> [Your goal]:
Your answer should be one number: the count of lines in the records that include the word "undefined".

> [The data]:
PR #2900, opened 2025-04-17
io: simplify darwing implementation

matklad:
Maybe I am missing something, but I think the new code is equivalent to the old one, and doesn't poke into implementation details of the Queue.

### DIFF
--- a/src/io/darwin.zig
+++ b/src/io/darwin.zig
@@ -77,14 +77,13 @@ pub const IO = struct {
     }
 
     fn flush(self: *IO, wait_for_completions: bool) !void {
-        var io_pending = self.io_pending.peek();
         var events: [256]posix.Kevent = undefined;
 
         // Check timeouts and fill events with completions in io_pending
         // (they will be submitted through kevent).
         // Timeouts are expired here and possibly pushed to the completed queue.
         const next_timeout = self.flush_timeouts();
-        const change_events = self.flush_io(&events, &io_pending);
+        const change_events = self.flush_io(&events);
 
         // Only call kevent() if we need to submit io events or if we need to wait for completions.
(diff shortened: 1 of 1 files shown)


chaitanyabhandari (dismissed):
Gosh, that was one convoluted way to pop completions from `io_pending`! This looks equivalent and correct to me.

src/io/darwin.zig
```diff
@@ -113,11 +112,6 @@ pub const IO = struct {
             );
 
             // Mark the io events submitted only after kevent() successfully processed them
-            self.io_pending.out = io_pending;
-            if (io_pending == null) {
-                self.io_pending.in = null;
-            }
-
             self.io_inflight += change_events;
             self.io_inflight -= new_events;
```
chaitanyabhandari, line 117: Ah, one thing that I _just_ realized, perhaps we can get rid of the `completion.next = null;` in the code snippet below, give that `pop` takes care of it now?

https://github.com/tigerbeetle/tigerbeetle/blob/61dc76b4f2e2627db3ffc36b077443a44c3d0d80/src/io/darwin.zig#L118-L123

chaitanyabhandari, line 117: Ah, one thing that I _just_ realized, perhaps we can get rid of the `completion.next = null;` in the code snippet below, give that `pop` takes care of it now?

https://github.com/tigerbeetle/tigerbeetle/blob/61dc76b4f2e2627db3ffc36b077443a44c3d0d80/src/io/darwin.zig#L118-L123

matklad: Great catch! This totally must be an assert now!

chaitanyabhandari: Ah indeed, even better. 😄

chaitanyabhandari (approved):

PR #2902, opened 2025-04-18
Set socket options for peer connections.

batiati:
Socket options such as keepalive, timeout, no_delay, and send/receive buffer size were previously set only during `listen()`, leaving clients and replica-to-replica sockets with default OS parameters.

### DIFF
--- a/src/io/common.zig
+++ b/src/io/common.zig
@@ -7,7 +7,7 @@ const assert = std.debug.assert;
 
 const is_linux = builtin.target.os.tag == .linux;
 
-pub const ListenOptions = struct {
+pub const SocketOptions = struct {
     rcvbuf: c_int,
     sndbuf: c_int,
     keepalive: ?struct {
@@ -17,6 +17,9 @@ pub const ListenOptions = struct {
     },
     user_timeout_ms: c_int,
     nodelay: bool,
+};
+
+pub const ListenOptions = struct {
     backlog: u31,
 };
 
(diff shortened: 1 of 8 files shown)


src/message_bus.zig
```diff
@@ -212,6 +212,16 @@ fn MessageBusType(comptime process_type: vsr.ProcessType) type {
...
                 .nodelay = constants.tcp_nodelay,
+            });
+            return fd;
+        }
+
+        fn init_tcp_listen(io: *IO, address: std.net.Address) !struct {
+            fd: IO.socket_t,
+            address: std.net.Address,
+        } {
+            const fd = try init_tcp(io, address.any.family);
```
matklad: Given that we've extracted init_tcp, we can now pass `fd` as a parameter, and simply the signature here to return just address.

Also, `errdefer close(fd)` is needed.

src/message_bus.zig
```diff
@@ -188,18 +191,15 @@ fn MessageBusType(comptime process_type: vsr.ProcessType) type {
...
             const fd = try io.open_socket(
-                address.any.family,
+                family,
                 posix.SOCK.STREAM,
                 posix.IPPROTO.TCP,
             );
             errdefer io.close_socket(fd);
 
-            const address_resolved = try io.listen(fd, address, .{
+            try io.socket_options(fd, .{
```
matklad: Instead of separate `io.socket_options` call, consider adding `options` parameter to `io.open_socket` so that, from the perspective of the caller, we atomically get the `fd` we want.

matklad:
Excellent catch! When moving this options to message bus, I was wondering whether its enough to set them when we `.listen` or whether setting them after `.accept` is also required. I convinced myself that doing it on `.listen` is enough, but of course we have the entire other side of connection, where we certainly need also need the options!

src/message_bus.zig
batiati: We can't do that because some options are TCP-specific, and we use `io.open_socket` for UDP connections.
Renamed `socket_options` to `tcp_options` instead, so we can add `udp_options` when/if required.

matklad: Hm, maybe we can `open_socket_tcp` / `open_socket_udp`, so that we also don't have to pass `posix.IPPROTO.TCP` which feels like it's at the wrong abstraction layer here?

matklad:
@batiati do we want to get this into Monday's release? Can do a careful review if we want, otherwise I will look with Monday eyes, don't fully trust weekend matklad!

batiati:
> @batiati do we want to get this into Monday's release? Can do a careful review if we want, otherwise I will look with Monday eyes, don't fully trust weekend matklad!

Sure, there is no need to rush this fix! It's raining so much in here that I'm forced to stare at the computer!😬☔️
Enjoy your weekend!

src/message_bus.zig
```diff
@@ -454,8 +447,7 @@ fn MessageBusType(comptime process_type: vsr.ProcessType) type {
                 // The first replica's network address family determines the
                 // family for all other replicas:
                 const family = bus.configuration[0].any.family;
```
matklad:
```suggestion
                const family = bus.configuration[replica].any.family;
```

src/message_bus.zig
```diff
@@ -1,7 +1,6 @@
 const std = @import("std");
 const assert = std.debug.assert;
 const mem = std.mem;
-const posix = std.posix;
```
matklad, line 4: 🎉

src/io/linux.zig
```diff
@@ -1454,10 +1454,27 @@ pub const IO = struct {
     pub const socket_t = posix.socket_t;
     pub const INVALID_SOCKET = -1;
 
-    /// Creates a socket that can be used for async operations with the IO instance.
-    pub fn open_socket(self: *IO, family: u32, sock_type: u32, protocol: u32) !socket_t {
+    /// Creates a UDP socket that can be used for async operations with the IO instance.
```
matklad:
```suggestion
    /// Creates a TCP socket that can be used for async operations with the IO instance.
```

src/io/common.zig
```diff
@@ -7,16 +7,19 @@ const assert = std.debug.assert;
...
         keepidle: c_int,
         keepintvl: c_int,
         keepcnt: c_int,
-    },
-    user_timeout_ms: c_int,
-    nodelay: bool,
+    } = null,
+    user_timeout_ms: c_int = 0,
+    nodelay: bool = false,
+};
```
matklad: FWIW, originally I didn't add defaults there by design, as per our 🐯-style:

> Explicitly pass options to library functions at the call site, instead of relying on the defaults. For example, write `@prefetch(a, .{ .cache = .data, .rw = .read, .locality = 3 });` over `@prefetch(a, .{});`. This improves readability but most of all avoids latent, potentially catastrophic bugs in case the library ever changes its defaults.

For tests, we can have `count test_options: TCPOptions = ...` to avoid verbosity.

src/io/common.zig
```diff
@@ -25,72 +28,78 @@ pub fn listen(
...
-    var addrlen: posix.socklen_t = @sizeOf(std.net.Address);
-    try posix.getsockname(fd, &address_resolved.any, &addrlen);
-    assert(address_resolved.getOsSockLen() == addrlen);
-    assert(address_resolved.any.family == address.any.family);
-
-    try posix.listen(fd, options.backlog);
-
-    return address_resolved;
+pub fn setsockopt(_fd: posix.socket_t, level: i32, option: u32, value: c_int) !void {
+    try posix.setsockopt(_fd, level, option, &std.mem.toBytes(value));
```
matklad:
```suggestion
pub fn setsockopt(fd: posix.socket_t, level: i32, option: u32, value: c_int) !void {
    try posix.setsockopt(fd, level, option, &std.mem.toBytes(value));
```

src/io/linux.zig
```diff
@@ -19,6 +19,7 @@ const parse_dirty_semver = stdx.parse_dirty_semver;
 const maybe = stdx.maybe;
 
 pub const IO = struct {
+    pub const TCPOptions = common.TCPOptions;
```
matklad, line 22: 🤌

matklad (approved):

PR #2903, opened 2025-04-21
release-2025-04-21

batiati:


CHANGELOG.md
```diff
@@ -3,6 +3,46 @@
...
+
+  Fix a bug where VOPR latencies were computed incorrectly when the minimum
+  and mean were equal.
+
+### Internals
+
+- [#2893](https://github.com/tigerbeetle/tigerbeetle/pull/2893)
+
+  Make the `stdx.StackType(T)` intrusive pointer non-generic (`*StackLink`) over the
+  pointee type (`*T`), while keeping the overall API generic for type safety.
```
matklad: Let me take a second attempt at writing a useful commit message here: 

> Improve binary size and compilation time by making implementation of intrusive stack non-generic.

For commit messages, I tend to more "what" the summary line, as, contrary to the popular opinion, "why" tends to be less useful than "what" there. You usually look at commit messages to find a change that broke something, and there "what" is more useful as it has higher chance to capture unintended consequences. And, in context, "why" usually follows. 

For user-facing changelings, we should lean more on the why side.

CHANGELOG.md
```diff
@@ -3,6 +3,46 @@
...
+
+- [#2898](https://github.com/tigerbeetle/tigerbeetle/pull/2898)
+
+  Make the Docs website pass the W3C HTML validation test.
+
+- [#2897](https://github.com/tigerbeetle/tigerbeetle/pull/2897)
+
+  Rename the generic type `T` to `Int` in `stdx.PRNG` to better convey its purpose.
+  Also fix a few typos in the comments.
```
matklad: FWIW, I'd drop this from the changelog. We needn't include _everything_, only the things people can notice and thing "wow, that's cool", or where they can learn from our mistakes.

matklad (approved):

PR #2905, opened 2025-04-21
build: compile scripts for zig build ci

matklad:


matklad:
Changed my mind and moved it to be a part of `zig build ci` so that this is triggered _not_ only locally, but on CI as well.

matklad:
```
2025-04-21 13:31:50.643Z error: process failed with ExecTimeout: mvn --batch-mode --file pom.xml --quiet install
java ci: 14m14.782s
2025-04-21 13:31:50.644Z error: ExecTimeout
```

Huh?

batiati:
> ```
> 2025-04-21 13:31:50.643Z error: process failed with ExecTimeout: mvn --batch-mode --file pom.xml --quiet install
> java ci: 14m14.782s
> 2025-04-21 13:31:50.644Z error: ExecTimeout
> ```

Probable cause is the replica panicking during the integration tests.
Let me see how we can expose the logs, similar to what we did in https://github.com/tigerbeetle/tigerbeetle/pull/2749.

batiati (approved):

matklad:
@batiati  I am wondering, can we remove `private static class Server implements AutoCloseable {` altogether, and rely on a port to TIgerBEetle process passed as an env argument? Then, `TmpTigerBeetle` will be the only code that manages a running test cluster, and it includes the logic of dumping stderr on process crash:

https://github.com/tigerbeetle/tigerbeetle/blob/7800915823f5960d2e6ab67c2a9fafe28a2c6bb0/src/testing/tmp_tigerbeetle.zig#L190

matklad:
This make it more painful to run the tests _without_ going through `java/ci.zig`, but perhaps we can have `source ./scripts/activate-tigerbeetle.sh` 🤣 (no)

...

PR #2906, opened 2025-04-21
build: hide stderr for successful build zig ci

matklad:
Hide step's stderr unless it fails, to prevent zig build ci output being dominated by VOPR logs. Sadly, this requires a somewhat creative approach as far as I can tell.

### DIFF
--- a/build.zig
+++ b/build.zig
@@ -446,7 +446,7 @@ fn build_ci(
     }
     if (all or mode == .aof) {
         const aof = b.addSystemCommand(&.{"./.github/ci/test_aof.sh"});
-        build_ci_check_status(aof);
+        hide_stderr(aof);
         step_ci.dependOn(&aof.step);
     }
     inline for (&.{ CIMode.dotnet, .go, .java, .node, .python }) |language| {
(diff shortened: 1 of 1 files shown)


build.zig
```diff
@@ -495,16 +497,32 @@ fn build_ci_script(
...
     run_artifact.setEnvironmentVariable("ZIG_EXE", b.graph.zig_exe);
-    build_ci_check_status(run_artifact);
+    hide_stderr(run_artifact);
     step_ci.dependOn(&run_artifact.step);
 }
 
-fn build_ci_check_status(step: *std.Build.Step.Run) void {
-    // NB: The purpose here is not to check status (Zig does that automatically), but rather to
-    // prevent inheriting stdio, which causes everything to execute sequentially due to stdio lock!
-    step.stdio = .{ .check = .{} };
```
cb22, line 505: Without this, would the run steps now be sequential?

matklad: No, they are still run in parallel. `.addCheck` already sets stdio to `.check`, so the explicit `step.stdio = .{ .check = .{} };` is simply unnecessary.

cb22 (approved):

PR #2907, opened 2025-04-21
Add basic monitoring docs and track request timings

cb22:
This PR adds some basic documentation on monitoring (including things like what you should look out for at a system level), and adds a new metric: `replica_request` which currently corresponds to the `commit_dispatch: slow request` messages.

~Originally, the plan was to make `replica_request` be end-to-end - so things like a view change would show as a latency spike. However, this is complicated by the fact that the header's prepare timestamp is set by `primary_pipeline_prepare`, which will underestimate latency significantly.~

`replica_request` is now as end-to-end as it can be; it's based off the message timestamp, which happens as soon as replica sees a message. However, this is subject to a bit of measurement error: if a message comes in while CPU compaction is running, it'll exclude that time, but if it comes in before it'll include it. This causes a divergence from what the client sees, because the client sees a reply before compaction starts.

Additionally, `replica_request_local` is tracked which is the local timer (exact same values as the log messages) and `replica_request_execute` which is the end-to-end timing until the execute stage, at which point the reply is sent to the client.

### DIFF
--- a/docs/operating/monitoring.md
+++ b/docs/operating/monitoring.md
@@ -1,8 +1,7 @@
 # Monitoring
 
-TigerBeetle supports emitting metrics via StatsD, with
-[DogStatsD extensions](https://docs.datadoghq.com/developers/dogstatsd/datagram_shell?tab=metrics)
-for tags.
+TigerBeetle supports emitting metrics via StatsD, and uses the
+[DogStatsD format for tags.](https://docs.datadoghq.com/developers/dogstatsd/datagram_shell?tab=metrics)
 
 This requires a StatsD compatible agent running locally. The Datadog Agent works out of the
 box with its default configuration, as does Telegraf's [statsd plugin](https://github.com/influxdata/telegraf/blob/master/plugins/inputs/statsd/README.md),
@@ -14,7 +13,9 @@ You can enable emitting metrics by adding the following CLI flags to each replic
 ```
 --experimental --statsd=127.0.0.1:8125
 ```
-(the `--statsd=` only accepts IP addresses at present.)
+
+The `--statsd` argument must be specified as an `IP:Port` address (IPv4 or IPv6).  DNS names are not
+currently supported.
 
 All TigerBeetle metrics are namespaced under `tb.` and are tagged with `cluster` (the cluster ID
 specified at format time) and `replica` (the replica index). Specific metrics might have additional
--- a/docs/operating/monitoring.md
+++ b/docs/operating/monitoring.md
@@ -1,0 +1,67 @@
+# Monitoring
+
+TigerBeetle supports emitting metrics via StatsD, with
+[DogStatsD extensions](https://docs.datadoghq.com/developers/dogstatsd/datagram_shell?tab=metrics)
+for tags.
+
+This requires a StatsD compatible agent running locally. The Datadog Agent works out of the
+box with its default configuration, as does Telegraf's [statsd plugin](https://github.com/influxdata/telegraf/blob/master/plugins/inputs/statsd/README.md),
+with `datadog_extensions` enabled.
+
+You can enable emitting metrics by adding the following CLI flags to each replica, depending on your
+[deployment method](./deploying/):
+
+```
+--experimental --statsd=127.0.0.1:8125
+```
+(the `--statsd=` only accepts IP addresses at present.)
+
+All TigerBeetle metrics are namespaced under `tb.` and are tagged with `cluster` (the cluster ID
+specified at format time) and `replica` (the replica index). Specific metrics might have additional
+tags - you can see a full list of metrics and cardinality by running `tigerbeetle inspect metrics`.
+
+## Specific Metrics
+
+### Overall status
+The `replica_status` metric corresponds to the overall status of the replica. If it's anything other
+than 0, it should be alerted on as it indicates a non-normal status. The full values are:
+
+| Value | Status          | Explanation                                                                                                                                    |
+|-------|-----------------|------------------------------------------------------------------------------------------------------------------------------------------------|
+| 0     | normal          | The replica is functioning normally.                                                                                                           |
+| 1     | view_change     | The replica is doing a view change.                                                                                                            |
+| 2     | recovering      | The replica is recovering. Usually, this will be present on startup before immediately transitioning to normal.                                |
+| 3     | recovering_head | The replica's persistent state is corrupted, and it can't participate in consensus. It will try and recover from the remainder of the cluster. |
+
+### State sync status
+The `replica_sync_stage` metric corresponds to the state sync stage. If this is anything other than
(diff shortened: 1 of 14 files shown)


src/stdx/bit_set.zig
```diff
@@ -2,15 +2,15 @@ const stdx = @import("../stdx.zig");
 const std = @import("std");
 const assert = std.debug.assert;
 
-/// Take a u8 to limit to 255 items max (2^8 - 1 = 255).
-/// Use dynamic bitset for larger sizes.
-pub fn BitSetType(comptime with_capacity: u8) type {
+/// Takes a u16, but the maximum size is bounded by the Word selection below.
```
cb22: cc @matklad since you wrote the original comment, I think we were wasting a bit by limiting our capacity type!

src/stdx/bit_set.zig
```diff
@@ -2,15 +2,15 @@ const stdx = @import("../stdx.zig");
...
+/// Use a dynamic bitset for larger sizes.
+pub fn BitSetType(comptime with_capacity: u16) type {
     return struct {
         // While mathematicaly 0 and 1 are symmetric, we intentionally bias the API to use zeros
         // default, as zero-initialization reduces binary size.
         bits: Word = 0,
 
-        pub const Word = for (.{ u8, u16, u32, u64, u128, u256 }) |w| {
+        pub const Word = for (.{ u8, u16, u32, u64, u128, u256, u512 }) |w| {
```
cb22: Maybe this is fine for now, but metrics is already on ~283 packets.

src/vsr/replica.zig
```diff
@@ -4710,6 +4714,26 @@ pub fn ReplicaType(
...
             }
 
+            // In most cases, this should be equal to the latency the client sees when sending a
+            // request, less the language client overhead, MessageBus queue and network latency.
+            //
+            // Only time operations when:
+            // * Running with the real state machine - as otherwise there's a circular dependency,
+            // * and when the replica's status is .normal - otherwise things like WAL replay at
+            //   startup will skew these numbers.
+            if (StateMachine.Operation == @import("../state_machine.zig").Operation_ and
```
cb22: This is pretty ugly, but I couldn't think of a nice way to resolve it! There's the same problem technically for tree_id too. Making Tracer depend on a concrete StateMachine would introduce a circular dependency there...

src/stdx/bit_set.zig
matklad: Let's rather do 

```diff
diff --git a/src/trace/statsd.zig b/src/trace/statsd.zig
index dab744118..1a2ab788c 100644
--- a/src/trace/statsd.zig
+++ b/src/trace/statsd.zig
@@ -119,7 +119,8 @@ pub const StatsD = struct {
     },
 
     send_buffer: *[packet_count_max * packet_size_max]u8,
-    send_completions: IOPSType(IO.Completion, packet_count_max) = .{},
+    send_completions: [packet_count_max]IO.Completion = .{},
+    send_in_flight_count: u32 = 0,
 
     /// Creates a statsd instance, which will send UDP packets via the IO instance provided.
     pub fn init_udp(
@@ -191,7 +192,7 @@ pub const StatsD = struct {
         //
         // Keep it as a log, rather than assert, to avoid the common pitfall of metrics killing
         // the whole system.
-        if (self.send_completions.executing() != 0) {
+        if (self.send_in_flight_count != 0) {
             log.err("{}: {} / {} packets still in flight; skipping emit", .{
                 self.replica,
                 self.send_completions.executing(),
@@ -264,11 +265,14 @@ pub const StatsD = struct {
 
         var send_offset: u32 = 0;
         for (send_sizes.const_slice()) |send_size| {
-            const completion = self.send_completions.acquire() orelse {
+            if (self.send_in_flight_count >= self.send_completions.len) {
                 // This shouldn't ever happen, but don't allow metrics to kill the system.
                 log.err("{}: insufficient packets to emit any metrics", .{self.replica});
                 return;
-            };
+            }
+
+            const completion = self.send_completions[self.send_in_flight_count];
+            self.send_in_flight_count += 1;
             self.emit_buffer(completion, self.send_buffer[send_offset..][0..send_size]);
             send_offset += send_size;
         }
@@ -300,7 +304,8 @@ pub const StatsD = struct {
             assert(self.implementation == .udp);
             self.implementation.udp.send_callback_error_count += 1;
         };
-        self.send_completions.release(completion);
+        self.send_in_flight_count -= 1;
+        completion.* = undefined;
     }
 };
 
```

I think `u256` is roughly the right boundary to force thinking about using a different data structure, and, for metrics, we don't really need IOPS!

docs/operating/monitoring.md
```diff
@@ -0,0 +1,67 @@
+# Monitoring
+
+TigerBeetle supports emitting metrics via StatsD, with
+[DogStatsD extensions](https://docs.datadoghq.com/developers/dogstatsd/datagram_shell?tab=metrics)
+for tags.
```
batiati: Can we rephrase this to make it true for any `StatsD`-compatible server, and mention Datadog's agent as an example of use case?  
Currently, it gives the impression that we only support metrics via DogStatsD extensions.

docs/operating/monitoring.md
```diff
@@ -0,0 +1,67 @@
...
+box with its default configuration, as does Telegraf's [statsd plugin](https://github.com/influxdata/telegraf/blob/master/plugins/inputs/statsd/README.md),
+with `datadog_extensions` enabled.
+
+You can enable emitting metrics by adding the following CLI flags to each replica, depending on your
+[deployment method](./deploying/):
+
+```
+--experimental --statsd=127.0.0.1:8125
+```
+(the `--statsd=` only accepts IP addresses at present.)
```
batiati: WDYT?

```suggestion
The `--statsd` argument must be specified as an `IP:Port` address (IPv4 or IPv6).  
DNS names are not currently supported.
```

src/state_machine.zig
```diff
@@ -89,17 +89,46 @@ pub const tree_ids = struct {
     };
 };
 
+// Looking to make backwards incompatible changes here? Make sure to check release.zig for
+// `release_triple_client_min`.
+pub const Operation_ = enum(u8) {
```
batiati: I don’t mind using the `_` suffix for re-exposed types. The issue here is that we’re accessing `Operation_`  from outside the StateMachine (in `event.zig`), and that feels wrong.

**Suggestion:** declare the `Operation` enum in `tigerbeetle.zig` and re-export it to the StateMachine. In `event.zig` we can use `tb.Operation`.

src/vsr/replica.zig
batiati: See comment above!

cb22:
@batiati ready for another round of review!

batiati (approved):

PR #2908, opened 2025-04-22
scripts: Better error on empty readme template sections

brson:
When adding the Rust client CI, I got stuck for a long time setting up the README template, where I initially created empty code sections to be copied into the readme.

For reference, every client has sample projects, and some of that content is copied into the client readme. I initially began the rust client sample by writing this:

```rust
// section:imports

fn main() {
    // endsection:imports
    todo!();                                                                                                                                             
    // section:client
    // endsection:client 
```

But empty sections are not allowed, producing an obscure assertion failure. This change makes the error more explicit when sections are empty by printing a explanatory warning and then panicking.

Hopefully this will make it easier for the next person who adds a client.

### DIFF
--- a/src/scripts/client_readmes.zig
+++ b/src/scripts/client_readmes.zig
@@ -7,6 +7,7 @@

> [Result below]:
2